- **YOUR GOAL**
Would you please copy the part of the material below that opens with the line containing "### Closes: #14218" and closes with the line containing "(diff shortened: 1 of 2 files shown)"? Copy it exactly, and only it.

== INPUT DATA

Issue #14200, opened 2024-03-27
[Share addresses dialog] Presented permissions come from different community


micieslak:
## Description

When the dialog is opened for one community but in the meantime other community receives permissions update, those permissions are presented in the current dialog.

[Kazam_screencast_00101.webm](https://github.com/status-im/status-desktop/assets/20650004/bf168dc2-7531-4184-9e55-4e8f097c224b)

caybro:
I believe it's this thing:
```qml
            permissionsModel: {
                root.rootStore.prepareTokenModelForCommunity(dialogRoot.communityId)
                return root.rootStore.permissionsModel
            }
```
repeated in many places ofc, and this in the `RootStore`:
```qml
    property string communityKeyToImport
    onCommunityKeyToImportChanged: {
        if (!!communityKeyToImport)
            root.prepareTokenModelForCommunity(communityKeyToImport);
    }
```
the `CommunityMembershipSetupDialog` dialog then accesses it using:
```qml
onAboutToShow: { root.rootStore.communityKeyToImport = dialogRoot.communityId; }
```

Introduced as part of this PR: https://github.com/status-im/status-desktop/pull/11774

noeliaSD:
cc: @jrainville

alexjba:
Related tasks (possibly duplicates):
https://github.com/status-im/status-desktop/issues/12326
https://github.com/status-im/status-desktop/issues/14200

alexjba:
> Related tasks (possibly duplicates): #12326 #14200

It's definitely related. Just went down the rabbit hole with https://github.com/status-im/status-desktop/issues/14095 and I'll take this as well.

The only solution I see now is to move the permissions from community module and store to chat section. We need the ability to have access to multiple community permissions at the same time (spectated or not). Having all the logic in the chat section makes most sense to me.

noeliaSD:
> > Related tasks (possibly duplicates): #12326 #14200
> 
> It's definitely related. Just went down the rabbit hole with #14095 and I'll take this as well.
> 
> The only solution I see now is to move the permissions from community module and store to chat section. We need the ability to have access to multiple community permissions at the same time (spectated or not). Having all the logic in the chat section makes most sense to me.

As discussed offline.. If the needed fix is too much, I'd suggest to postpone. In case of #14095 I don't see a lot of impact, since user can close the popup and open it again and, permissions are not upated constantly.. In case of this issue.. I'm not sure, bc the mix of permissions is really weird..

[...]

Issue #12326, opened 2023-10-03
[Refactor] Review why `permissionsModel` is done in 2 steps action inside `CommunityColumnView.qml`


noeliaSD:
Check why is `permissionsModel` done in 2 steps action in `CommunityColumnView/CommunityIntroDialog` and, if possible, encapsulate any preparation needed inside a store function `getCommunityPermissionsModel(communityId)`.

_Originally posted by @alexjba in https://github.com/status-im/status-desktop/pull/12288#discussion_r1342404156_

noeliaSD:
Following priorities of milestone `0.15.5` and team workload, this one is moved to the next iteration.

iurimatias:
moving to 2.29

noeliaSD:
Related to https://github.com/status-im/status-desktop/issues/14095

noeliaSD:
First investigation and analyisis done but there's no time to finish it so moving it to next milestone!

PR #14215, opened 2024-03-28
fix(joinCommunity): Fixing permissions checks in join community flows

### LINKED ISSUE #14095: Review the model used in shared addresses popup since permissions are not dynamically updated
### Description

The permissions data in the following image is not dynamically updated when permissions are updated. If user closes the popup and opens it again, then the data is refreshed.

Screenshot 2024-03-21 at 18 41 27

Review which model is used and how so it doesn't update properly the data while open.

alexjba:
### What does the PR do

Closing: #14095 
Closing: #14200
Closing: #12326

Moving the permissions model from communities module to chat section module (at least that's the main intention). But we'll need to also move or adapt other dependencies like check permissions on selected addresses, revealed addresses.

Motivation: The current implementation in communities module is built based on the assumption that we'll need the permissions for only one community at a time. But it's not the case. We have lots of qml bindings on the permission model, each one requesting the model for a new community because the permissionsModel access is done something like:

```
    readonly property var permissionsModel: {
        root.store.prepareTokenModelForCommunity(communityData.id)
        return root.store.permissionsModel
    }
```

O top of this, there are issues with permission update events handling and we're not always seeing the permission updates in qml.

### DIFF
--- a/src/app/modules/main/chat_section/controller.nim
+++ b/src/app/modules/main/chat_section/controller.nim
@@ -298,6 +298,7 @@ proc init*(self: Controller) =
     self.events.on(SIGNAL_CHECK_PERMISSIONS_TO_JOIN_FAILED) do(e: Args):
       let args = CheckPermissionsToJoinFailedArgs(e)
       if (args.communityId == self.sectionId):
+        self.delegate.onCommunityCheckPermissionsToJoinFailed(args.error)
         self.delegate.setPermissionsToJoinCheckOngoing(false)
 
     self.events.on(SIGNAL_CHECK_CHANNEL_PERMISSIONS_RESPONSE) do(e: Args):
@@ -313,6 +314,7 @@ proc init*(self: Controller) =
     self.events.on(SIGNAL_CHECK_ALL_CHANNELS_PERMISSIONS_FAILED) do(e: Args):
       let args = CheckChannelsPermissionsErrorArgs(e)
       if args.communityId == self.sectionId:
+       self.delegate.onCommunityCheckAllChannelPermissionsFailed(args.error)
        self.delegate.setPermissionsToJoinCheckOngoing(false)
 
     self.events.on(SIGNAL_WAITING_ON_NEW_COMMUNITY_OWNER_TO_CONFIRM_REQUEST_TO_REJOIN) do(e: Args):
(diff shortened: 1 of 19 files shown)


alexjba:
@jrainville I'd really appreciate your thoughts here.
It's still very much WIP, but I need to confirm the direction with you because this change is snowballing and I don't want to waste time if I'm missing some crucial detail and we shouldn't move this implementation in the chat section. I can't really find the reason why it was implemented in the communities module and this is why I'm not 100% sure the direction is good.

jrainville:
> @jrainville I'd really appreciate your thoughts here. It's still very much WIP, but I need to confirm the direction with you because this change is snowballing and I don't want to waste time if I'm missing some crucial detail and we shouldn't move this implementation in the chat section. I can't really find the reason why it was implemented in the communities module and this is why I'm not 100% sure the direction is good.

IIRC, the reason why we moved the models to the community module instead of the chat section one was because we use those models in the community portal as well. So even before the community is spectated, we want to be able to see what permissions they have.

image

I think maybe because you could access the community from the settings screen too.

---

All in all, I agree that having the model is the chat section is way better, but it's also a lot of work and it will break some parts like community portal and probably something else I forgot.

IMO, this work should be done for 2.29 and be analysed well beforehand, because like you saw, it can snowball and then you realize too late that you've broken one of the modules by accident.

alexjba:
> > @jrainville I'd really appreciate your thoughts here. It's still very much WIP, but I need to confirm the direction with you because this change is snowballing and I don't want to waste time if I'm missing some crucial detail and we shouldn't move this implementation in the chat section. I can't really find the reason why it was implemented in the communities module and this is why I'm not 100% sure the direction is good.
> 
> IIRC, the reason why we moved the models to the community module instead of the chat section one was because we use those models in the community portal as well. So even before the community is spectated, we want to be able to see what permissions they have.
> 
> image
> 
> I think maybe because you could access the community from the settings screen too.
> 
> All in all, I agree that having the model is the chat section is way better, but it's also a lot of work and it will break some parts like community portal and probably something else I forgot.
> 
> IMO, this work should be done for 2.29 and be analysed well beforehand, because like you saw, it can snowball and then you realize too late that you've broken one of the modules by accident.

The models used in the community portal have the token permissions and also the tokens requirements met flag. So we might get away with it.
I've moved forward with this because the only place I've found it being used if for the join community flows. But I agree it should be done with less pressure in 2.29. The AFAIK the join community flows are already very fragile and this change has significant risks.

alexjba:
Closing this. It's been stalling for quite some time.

====
== INPUT DATA

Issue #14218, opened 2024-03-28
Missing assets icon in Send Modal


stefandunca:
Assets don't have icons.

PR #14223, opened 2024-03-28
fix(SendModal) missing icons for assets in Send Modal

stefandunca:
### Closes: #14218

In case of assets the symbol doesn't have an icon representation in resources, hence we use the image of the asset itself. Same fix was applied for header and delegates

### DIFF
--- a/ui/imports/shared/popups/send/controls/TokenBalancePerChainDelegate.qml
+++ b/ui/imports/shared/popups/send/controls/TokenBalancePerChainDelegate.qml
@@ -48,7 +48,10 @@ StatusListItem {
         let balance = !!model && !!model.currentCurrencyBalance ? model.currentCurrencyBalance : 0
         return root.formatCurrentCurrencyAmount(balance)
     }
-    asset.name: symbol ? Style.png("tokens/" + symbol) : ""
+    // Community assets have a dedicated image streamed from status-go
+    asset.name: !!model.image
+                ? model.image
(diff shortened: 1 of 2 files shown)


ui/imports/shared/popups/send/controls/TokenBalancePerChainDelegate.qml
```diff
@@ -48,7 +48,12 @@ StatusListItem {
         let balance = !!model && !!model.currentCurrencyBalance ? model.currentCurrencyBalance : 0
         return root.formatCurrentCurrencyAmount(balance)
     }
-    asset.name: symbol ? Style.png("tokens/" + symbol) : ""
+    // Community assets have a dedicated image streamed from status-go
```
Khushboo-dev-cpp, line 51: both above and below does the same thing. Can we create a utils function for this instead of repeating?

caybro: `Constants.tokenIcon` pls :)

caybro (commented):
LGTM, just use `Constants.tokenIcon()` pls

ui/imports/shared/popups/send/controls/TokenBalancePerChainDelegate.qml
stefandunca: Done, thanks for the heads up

====

- **REPLY TO THE EXERCISE**
### Closes: #14218

In case of assets the symbol doesn't have an icon representation in resources, hence we use the image of the asset itself. Same fix was applied for header and delegates

### DIFF
--- a/ui/imports/shared/popups/send/controls/TokenBalancePerChainDelegate.qml
+++ b/ui/imports/shared/popups/send/controls/TokenBalancePerChainDelegate.qml
@@ -48,7 +48,10 @@ StatusListItem {
         let balance = !!model && !!model.currentCurrencyBalance ? model.currentCurrencyBalance : 0
         return root.formatCurrentCurrencyAmount(balance)
     }
-    asset.name: symbol ? Style.png("tokens/" + symbol) : ""
+    // Community assets have a dedicated image streamed from status-go
+    asset.name: !!model.image
+                ? model.image
(diff shortened: 1 of 2 files shown)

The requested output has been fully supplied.